Summertime means that bees are out and about pollinating our crops and private gardens and the untamed lots where wildflowers grow. They work hard to collect pollen and nectar, they communicate by dance, and they feed from the honey stored in their delicately crafted honeycomb.  As they go about this routine, they can provoke a variety of reactions from people. When some people see bees, their shoulders tense up and they shoo them away, and if they’ve seen My Girl too many times they might even burst into an exaggerated panic. Others may not mind bees so much and let them go about their very busy business without considerable attention. And then there are also those who not only don’t mind bees but welcome their presence and choose to keep them around.

It is the first week of June, and it’s beginning to heat up. In a rural area of Jackson, amid growing crops and kudzu-shaded woods, the Jackson Area Beekeepers Association (JABA) comes together at the Browns Ruritan Community Centre for a field day and lunch. Two men have already fired up a grill, and I can smell the charcoal as I step out of my car. People carry bags of groceries and prepared dishes inside for the meal later, children run around, and others gather inside the air conditioned meeting hall where a table is already filled with desserts, including cupcakes with big dollops of bright yellow icing and fondant bumblebees on top.

It is here that I meet Barry Puckett, who is kind enough to introduce me to some of the other members as well as share his knowledge.  He tells me what we’ll be looking for when we go to inspect the beehives. He explains to me that the queen bee is the only female capable of populating the colony. She produces worker bees, which are infertile females, and drones, which are fertile males.

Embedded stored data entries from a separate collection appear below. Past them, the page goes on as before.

PR #4121, opened 2022-09-13
ENH: public API `render` methods to `PlotContainer` and `FixedResolutionBuffer`

neutrinoceros:
## PR Summary
A simple addition to the public interface would be useful in #4118 to avoid using private methods directly.
Content:
- ENH: add a PlotContainer.render method (public interface for _setup_plots)
- DOC: avoid using private `_setup_plots` method in user docs

For backward compatibility, I avoided simply renaming `_setup_plots`.
Hopefully the intented usage is clear from the docstring and the docs update.

I'm not completely certain that my use of the `@validate_plot` is warranted or justified, and I would particularly appreciate feedback specifically on this.

### DIFF
--- a/doc/source/visualizing/geographic_projections_and_transforms.rst
+++ b/doc/source/visualizing/geographic_projections_and_transforms.rst
@@ -107,12 +107,12 @@ available with matplotlib should be available for customization. Here a
 .. code-block:: python
 
     p.set_mpl_projection("Robinson")
-    p._setup_plots()
+    p.render()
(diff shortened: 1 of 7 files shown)


neutrinoceros:
just noticed that `FixedResolutionBuffer` could also use a `render` method to clarify usage of `fib[item]`, I'll include a patch for this too

neutrinoceros:
yup I actually don't think it's needed.

matthewturk (approved):

Issue #3735, opened 2021-12-28
TST: Migrate to pytest-answer and pytest-mpl


matthewturk:
This is a meta-issue to track a migration to both [pytest-answers](https://github.com/data-exp-lab/pytest-answers) and [pytest-mpl](https://github.com/matplotlib/pytest-mpl) for the appropriate tests.

A first pass will be to convert the `AnswerTestingTest` to use `pytest-answer`, then at a later time extract the image-specific test bases into a set of `pytest-mpl`-utilizing tests.

matthewturk:
In looking over the file `yt/utilities/answer_testing/framework.py` we have a couple specific things we need to update to utilize `pytest-answer`.  There are these top-level classes in `framework.py` we need to think about:

 * `AnswerTestStorage` with two subclasses, `AnswerTestCloudStorage` (likely not used anymore anywhere) and `AnswerTestLocalStorage`.
 * `AnswerTestingTest` with the subclasses:
     * `FieldValuesTest`
     * `AllFieldValuesTest`
     * `ProjectionValuesTest`
     * `PixelizedProjectionValuesTest` and `PixelizedParticleProjectionValuesTest`
     * `GridValuesTest`
     * `VerifySimulationSameTest`
     * `GridHierarchyTest`
     * `ParentageRelationshipsTest`
     * `VRImageComparisonTest`
     * `PlotWindowAttributeTest`
     * `PhasePlotAttributeTest`
     * `GenericArrayTest`
     * `GenericImageTest`
     * `AxialPixelizationTest`

There are also a few functions that we use to string these tests together -- specifically, `small_patch_amr`, `big_patch_amr`, `nbody_answer`, and `sph_answer`.

Looking at these, there are a number of them that are reasonably straightforward to port.  In fact, much of the work done in them is regarding parameters and attributes and creation of objects.

neutrinoceros:
Quick note: while I'm 100% behind this project, I don't think it's reasonable to triage this in a release milestone (4.1). This migration is not user-facing so I don't think it's relevant to make it a blocker to any specific release.

neutrinoceros:
#4122 adresses this for all image tests that don't require actual datasets, and that are run on GHA

chrishavlin:
Thing to be aware of (that I didn't know): enzo uses a bit of yt code in its own answer testing that is not actually tested within yt's test suite, see https://github.com/yt-project/yt/pull/4764 and linked issue on enzo-dev.

PR #4122, opened 2022-09-13
TST: migrate image comparison tests from nose to pytest-mpl (1/2)

neutrinoceros:
## PR Summary
This is a self-contained subset of #4118, targetting only tests that can be run with fake datasets and don't require big data infrastructure. These correspond exactly to the GHA answer-tests job.
partially addressed #3735

TODO:
- [x] check that the answer-tests GHA job is reduced to 0 tests
- [x] polish tests (reduce repetition using `pytest.mark.parametrize` ?)
- [x] make sure all tests have a new baseline (edit: not planning to follow through on this for mesh rendering tests requiring pyembree, because it's really not trivial to install either locally or on CI for me atm)
- [ ] document development workflows (how to update baseline; how to create new image tests)
- [x] build any missing supporting architecture for the newly translated tests (namely, create a separate org-level repo to contain reference image files)


neutrinoceros:
Making progress, merging #4125 and #4127 would help a lot with a couple issues that are tiresome to work around locally.

neutrinoceros:
failures on windows are unrelated (#4128), but I learned something important from the image tests failure:
I was attempting to use pytest-mpl in "hybrid mode" (prioritise hash comparison, then go to image comparison in case of failure), but my baselines (both hashes and images) were generated on my laptop, which gives slightly different results from what is generated in CI; the differences in images are low enough to pass tests but (for good reasons) not differences in *hashes*. So I guess we can't use the hybrid mode (or hash comparison) as it completely negates having a non-zero RMS tolerance.

neutrinoceros:
@yt-fido test this please

neutrinoceros:
Currently experiencing hangs on Jenkins which are specific to this PR. This is the last outputs that are logged before the job hangs.

```
/home/fido/workspace/yt_py38_git/yt/visualization/volume_rendering/render_source.py:85: UserWarning: Failed to switch to embree raytracing engine. The following error was raised:
cannot import name 'mesh_construction' from 'yt.utilities.lib.embree_mesh' (/home/fido/workspace/yt_py38_git/yt/utilities/lib/embree_mesh/__init__.py)
  warnings.warn(
  File "tests/nose_runner.py", line 121, in <module>
    for job in generate_tasks_input():
  File "tests/nose_runner.py", line 83, in generate_tasks_input
    for test in list(tests["other_tests"].keys()):
KeyError: 'other_tests'
```

Assuming I didn't just break the global state of the server somehow, I'm going to try and fix the problems I'm seeing here

neutrinoceros:
one test is currently unstable against matplotlib 3.2, that was only ever tested with mpl 3.5 and 3.6
I'll dig in to see if this can be mitigated or if the test should simply be skipped on older versions

neutrinoceros:
The one thing I originally planned to do but didn't is documentation. I still plan to do it but currently there's nothing to replace (the existing workflow, which requires updating the answer-store, is extremely similar to the one needed after this PR), so it seems fine. In all cases this PR will require follow up to:
- remove answer-tests GHA job (I'm leaving it here, even if it runs 0 tests, because it's _required_ by auto-merge)
- require the replacement job instead
- drop the answer-store submodule

In the mean time, I now consider this stable and ready for review

neutrinoceros:
force-pushed to resolve conflicts

matthewturk:
OK, so I have read this, and I think it has a large number of very-difficult-to-review components.  I see a few options:

- Split the PR into one that removes *no* code and just adds the new image testing *base* functions and one that does the switch
- Check and confirm that we have a) the same number of tests b) the same results if we intentionally break the tests.  (this is my preferred)  For that, you'd have to show that the image comparison tests break if we change the unit representations, or if we add an offset to the field values so that they produce different image buffers, for instance.

neutrinoceros:
> - Split the PR into one that removes no code and just adds the new image testing base functions and one that does the switch

I think that would be my preferred track, but can you clarify what you mean here by "base" functions ?

> Check and confirm that we have a) the same number of tests b) the same results if we intentionally break the tests. (this is my preferred) For that, you'd have to show that the image comparison tests break if we change the unit representations, or if we add an offset to the field values so that they produce different image buffers, for instance.

- I honestly don't know how to do a)
- Introducing errors on purpose to see tests fail can be done from the reviewer standpoint, so what is there for me to do on this step exactly ? Should I provide an explicit "how-to test this branch" here ?

neutrinoceros:
rebased on main with no change to refresh CI. Unless anything bad happens I'll also bump the new test job to Python 3.11

.github/workflows/build-test.yaml
```diff
@@ -92,7 +92,63 @@ jobs:
...
+        python -m pip install cartopy scipy
+
+    - name: Run Image Tests
+      run: |
+        pytest --color=yes --mpl -m mpl_image_compare \
+               --mpl-generate-summary=html \
+               --mpl-results-path=pytest_mpl_results \
+               --mpl-baseline-path=tests/pytest_mpl_baseline
+
+    - name: Generate new image baseline
```
matthewturk, line 132: Just so I understand, this will only run in case of failure, and in that particular case it will upload the artifacts?

conftest.py
```diff
@@ -205,6 +206,16 @@ def pytest_collection_modifyitems(config, items):
             item.add_marker(skip_unit)
 
 
+def pytest_itemcollected(item):
+    # Customize pytest-mpl decorator to add sensible defaults
+
+    mpl_marker = item.get_closest_marker("mpl_image_compare")
```
matthewturk, line 212: Can you explain this?  Why is tolerance 0.5?  What does this do?

nose_unit.cfg
```diff
@@ -6,5 +6,5 @@ nologcapture=1
...
+ignore-files=(test_load_errors.py|test_load_sample.py|test_commons.py|test_ambiguous_fields.py|test_field_access_pytest.py|test_save.py|test_line_annotation_unit.py|test_eps_writer.py|test_registration.py|test_invalid_origin.py|test_outputs_pytest\.py|test_normal_plot_api\.py|test_load_archive\.py|test_stream_particles\.py|test_file_sanitizer\.py|test_version\.py|\test_on_demand_imports\.py|test_set_zlim\.py|test_add_field\.py|test_glue\.py|test_geometries\.py|test_firefly\.py|test_callable_grids\.py|test_external_frontends\.py|test_stream_stretched\.py|test_sanitize_center\.py|test_data_reload\.py|test_image_comp_*\.py|test_line_plots\.py|test_mesh_slices\.py|test_raw_field_slices\.py|test_mesh_render\.py|test_vr_orientation\.py|test_profile_plots\.py|test_image_comp_geo\.py|test_image_comp_2D_plots\.py)
```
matthewturk, line 9: Do you think we'll ever be able to break this into multiple lines? :)

yt/fields/tests/test_field_access.py
```diff
@@ -28,6 +28,6 @@ def test_field_access():
         oap = ProjectionPlot(ds, [1, 1, 1], field)
 
         for plot_object in [s, oas, p, oap, prof, phase]:
-            plot_object._setup_plots()
+            plot_object.render()
```
matthewturk, line 31: Just so I am clear, this PR changes it to use the current API, but the old API is still currently in place, right?  This is just keeping up to date with a deprecation?

yt/utilities/answer_testing/framework.py
```diff
@@ -1040,43 +1022,6 @@ def compare(self, new_result, old_result):
                 )
 
 
-class GenericImageTest(AnswerTestingTest):
```
matthewturk, line 1043: @brittonsmith just wanted to check that this does *not* get used in enzo or grackle, right?

yt/utilities/answer_testing/framework.py
```diff
@@ -1137,7 +1082,7 @@ def requires_answer_testing():
 
 def requires_ds(ds_fn, big_data=False, file_check=False):
     condition = (big_data and not run_big_data) or not can_run_ds(ds_fn, file_check)
-    return skipif(condition, reason="cannot load dataset")
+    return skipif(condition, reason=f"cannot load dataset {ds_fn}")
```
matthewturk, line 1085: big QOL improvement here IMO

matthewturk (approved):
So I'm marking approve, because I think we need to eventually pull the ripcord and go on this.  I think what we need to do is basically convince ourselves we're not missing anything major, and then just make the switch.

Do you have a sense of if this is any faster?

nose_unit.cfg
neutrinoceros: I wish. This one line generates so many conflicts that I have a nickname for it (I call it "the blockchain") ... I think I once tried splitting the argument and found that it wasn't supported. Supposedly it's possible to pass the equivalent command line argument more than once to combine regexes, but AFAIU this doesn't work with static configuration files. So if we replace this line by command line arguments, we may be able to escape conflict hell, but that'd be an entire mini project in itself.

.github/workflows/build-test.yaml
neutrinoceros: Not exactly. Note that steps that do the uploads are conditioned with `always()`, so we try to upload as many artefacts as we produced. The "new baseline" artifact may not exist because it's only generated when needed, but the html report should always be present.

conftest.py
neutrinoceros: Here I'm providing arguments to be passed by default to `@pytest.marker.mpl_image_compare` so they don't have to be repeated.
I went with 0.5, which is [stricter than the default](https://github.com/matplotlib/pytest-mpl#tolerance), because I figured we might want to be extra careful at first since this is a big leap of a transition.

yt/fields/tests/test_field_access.py
neutrinoceros: the `_setup_plots` method isn't actually deprecated, I just think it's best to avoid calling private methods directly from outside a class (which is the whole reason I added a public equivalent in this case).
But yes, it's just a no-op change toward stable API

neutrinoceros:
>  I think what we need to do is basically convince ourselves we're not missing anything major

The only major thing that's missing IMO is dev docs. Because the current process for updating image baselines is _already_ not documented and also extremely similar to the one I settled for here, I figured this could probably wait for a follow up PR, but the more this stays waiting, he harder it'll be for me to write it after the fact. I should be able to prioritise this task this week. What would be easier to review ? another 200 lines within this PR, or a brand new one after this one is merged ?

> Do you have a sense of if this is any faster?

I don't think it is. In fact it currently takes *longer* on GHA

pytest-mpl:
```
==== 143 passed, 30 skipped, 915 deselected, 1 warning in 229.02s (0:03:49) ====
```

nose
```
[146](https://github.com/yt-project/yt/actions/runs/4231076474/jobs/7349149421#step:8:147)
Ran 105 tests in 153.973s
```

I assume the reason is that more tests cases are actually run (on nose, we didn't actually cover cartopy integration and mesh rendering !)

nose_unit.cfg
neutrinoceros: I'm addressing this in #4346

neutrinoceros:
updated following #4346

yt/utilities/answer_testing/framework.py
matthewturk: I don't *think* we do.  But that's why I'm asking!

brittonsmith: Grackle doesn't use either of these classes. Enzo uses `AnswerTestingTest`, but not `GenericImagetest`.

neutrinoceros: `AnswerTestingTest` isn't removed in this PR, so it should be good !

neutrinoceros: @matthewturk any chance we might move forward with this soon ?

matthewturk:
Yes, I actually don't think we need to wait any longer.

matthewturk (approved):
Do we think this is done?  @Xarthisius have you had a chance to look it over?

neutrinoceros:
trying our luck again: ping @Xarthisius

neutrinoceros:
I'd really like to move forward with this one, I consider it blocking for many image-related changes I would like to get going.

Xarthisius:
I'm not sure why I was pinged on this PR. If you're waiting for my review just go ahead.

PR #4129, opened 2022-09-15
TST: unpin h5py and scipy in windows_conda_requirements.txt

### LINKED ISSUE #4128: TST: CI instability (Windows + h5py)
### Bug report

**Bug summary**

Last merge on main failed CI on Windows: https://github.com/yt-project/yt/actions/runs/3056211087/jobs/4935758662

This is the warning that cause a couple dozen tests to fail
```
E       UserWarning: h5py is running against HDF5 1.12.1 when it was built against 1.12.2, this may cause problems
```

H5Py was not updated recently, but we *do* pin it specifically on windows, which may explain the sudden fail.

update: that wasn't the problem (in fact, the way ci is setup, h5py ends up being updated via pip anyway), so we need to understand what changed in the environment.

neutrinoceros:
## PR Summary
should fix #4128

### DIFF
--- a/tests/windows_conda_requirements.txt
+++ b/tests/windows_conda_requirements.txt
@@ -1,6 +1,6 @@
 numpy>=1.19.4
 cython>=0.29.21,<3.0
 cartopy>=0.21.0
-h5py~=3.1.0
+h5py>=3.1.0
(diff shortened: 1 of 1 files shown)


neutrinoceros:
Turns out it doesn’t solve the problem, I’ll inquire this further

PR #4134, opened 2022-09-17
ENH: Enable exporting GAMER and FLASH datasets to octrees

matthewturk:
## PR Summary

Initial value: This allows passing in `domain_dimensions` to the load_octree function, so that you can load octrees that don't have just the one root cell.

“But the male bees don’t do any work,” Barry says, “so without a queen you’re out of business. So this is what I look for. When I look at a hive I make sure I see larvae. In the hive she actually lays the eggs in a football-shaped circle, so when I pull a frame out I’m looking for a circle, the bigger the better. . . . So that’s what I’m looking for to make sure I’ve got a queen. You’re also looking for mites, and there are all kinds of viruses and things you’re checking for, too, to make sure they’re healthy.”

Before long a woman calls for those who want to tour the hives to gather outside. We break into groups, and the group I’m with goes to inspect Harold Puckett’s hives. Harold is Barry’s dad and one of four founding members of JABA, which has been active since 1991. Barry says he imagines Harold has been beekeeping since he was a boy.

“I’ve been wearing this for thirty years,” Harold says to me, holding up his bee suit. We’ve arrived at his home and walk around back to a large garden. Cicadas throb in the trees surrounding the property.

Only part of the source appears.